Stored items:
--- START ---
PR #555, opened 2017-01-17
File Set <head><title> for Edit and Show

### LINKED ISSUE #516: File Set Show <head><title> Content Can be Better
"Web pages should include a TITLE tag within the HEAD area, and the title should be unique to each page on the Web site. The TITLE can be repeated as the H1 of the page."

http://accessibility.psu.edu/titleshtml/

We could do a little better job with the `<head><title>` and the work `<h1>` even though they both can be the same. Per the example on the accessibility site, we could give the `<head><title>` some context about its relationship in the site.

Currently, the file set `<head><title>` doesn't provide any meaningful context. It is literally `Show File Set // ScholarSphere`.

Better Example
1.  "File Set Title | I am the Work Title | ScholarSphere"

mtribone:
Adds page_title method to file set presenter, provides page_title on show, and adds same to edit page. Fixes #516

### DIFF
--- a/app/views/curation_concerns/file_sets/edit.html.erb
+++ b/app/views/curation_concerns/file_sets/edit.html.erb
@@ -1,0 +1,35 @@
+<%
+  # Overrides Sufia app > views > curation_concerns > file_sets > edit.html.erb
+  # provide :page_title, curation_concern_page_title(curation_concern)
+%>
+<% provide :page_title, "Edit File | #{curation_concern} | File ID: #{curation_concern.to_param} | ScholarSphere" %>
+<% provide :page_header do %>
+    <h1 class="lower">Edit <%= curation_concern %></h1>
+<% end %>
+
+<div class="row">
+  <div class="col-xs-12 col-sm-4">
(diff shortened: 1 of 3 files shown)


app/views/curation_concerns/file_sets/edit.html.erb
```diff
@@ -0,0 +1,31 @@
+<% provide :page_title, "Edit File | #{curation_concern} | File ID: #{curation_concern.to_param} | ScholarSphere" %>
```
carolyncole, line 5: @mtribone I'm assuming this is an override of CC or sufia. Can you add a comment what was changed so that when we want to compare later it will be easier?

app/views/curation_concerns/file_sets/show.html.erb
```diff
@@ -0,0 +1,21 @@
+<% provide :page_title, @presenter.page_title %>
```
carolyncole, line 2: Simmilar request ehere

carolyncole (changes requested):

Issue #513, opened 2016-12-20
Alternative Text for the Penn State Mark


mtribone:
Typically, alternative text for images should describe the contents and/or the function of the image. However, since this is a mark or logo inside of a link and in a consistent spot a slight change to the text is need. The text "Penn State mark" can be changed to "Penn State" for better support.

http://webaim.org/techniques/alttext/#logos

PR #556, opened 2017-01-18
About, Help <head><title> and Penn State Mark

### LINKED ISSUE #512: About and Help Pages Need Better <head><title> and Page H1
"Web pages should include a TITLE tag within the HEAD area, and the title should be unique to each page on the Web site. The TITLE can be repeated as the H1 of the page."

http://accessibility.psu.edu/titleshtml/

About Page
`<title>Show Page // ScholarSphere</title>`
`<h1>` is missing

Help Page
`<title>Help Static // ScholarSphere</title>`
`<h1>Help</h1>`

mtribone:
Provides the page title for the about and help pages. Updates URL and alt text for Penn State mark. Fixes #512 and #513

### DIFF
--- a/app/controllers/static_controller.rb
+++ b/app/controllers/static_controller.rb
@@ -2,6 +2,10 @@
 class StaticController < ApplicationController
   rescue_from AbstractController::ActionNotFound, with: :render_404
 
+  def about
+    @page = ContentBlock.find_or_create_by(name: "about")
+  end
+
   def help
     @page = ContentBlock.find_or_create_by(name: "help_faq")
   end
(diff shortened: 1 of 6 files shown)


app/views/pages/show.html.erb
```diff
@@ -0,0 +1,3 @@
+<% provide :page_title, "About | ScholarSphere" %>
```
carolyncole: @mtribone I wonder if this page is used for more than just the about page.  It looks to be a generic show page for content block.  I wonder if the @page variable has more info

mtribone: It _seems_ that this is the only use for it, but it doesn't mean that it couldn't be used for other things in the future. I'll investigate.

PR #557, opened 2017-01-18
Improve accessibility for social media sharing

mtribone:
Adds an additional sr-only span because the title attribute for hyperlinks are not read consistently by all assistive technologies.


carolyncole:
@mtribone can you update the comment at the top to indicate that the file can not be removed for just the PR?

PR #617, opened 2017-02-07
Toolbar displays when not logged in on small screens

### LINKED ISSUE #484: Toolbar displays on mobile or small screens when not logged in
When I am not logged into ScholarSphere and am viewing the site on a mobile device or small screen, the toolbar with the hamburger menu displays without menu items. I would expect that the toolbar be hidden from view just like the behavior on larger screens.

screen shot 2016-12-06 at 9 29 07 am

mtribone:
If a user is signed in, then they get the collapsable toolbar. Otherwise don't render the toolbar. Fixes #484

### DIFF
--- a/app/views/_masthead.html.erb
+++ b/app/views/_masthead.html.erb
@@ -12,6 +12,7 @@
         </div>
       </div>
     </div>
+    <% if user_signed_in? %>
     <div class="row ss-toolbar">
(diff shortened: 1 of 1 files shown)


mtribone:
screen shot 2017-02-07 at 2 14 59 pm

Issue #554, opened 2017-01-17
Merge scholarsphere.yml config into application.yml


awead:
This would refactor our current config method that uses `config/scholarsphere.yml` and replace it with `config/application.yml` which Figaro uses. The Figaro gem was installed to manage the temp. directory environment variable, but could be used to manage any other kind of system-specific variable.

awead:
See related: #542 #553

carolyncole:
Change application.rb to use figaro and move the information into application.yml instead of scholarsphere.yml

PR #648, opened 2017-02-13
Move scholarsphere.yml to application.yml, ref #554

awead:


config/application.rb
```diff
@@ -93,6 +92,6 @@ class Application < Rails::Application
     config.active_record.raise_in_transactional_callbacks = true
 
     config.action_mailer.default_options = { from: "umg-up.its.sas.scholarsphere-email@groups.ucs.psu.edu" }
-    config.action_mailer.default_url_options = { host: ss_config.fetch(:service_instance, Socket.gethostname), protocol: 'https' }
+    config.action_mailer.default_url_options = { host: ENV.fetch("service_instance", Socket.gethostname), protocol: 'https' }
```
carolyncole: At this line should you just use 'config.service_instance'

config/application.rb
```diff
@@ -76,7 +75,7 @@ class Application < Rails::Application
     # Configure sensitive parameters which will be filtered from the log file.
     config.filter_parameters += [:password]
 
-    config.stats_email = ss_config.fetch(:stats_email, "ScholarSphere Stats <umg-up.its.sas.scholarsphere-email@groups.ucs.psu.edu>")
+    config.stats_email = ENV.fetch("stats_email", "ScholarSphere Stats <umg-up.its.sas.scholarsphere-email@groups.ucs.psu.edu>")
```
carolyncole: At this line should you use config.stats_email?  It is set above

carolyncole (changes requested):
@awead two small changes to consolidate where we are accessing the envs.

config/application.rb
awead: @cam156 I don't understand. Above where? do you mean stats_from_email?

carolyncole: @awead I assumed that since there were five tests and five variables in the sample and five assigns above that all five variables were getting set in the original block.  It looks like derivatives path is untested and I would like for you to move the assign up to the main block for consistency.

config/application.rb
```diff
@@ -23,13 +23,12 @@ class Application < Rails::Application
...
-    ss_config = YAML.load(File.read(File.join(Rails.root, 'config/scholarsphere.yml')))[Rails.env].with_indifferent_access
-
-    config.ffmpeg_path = ss_config.fetch(:ffmpeg_path, "ffmpeg")
-    config.derivatives_path = ss_config.fetch(:derivatives_path, File.join(Rails.root, 'tmp', 'derivatives'))
-    config.service_instance = ss_config.fetch(:service_instance, Socket.gethostname)
-    config.virtual_host = ss_config.fetch(:virtual_host, "https://#{Socket.gethostname}")
-    config.google_analytics_id = ss_config.fetch(:google_analytics_id, nil)
+    # Environment variables list here are defined in application.yml
+    config.ffmpeg_path = ENV.fetch("ffmpeg_path", "ffmpeg")
+    config.derivatives_path = ENV.fetch("derivatives_path", File.join(Rails.root, 'tmp', 'derivatives'))
```
carolyncole, line 28: This variable is not in the sample files and is untested.

config/application.rb
awead: @cam156 derivatives_path is tested, it's just using the default specified in `fetch`. I've added a key to the yaml file though.

config/application.rb
awead: @cam156 it's tested spec/config/application_spec.rb

carolyncole (approved):

carolyncole:
@awead I just went ahead and ticket the issues that I had with this PR.  That way we will not loose the fact that things are a bit off, but we can also get the code changes into the system.

Issue #645, opened 2017-02-13
Change Date Created to Published Date


carolyncole:
Changed the label Date Created to Published Date across the system

PR #649, opened 2017-02-13
Change Date Created to Published Date, ref #645

awead:


spec/factories/works.rb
--- END ---
Required work:
Look above and return each line of the records exactly, from the very first through the line with "### LINKED ISSUE #516: File", both included.

Written reply:
PR #555, opened 2017-01-17
File Set <head><title> for Edit and Show

### LINKED ISSUE #516: File Set Show <head><title> Content Can be Better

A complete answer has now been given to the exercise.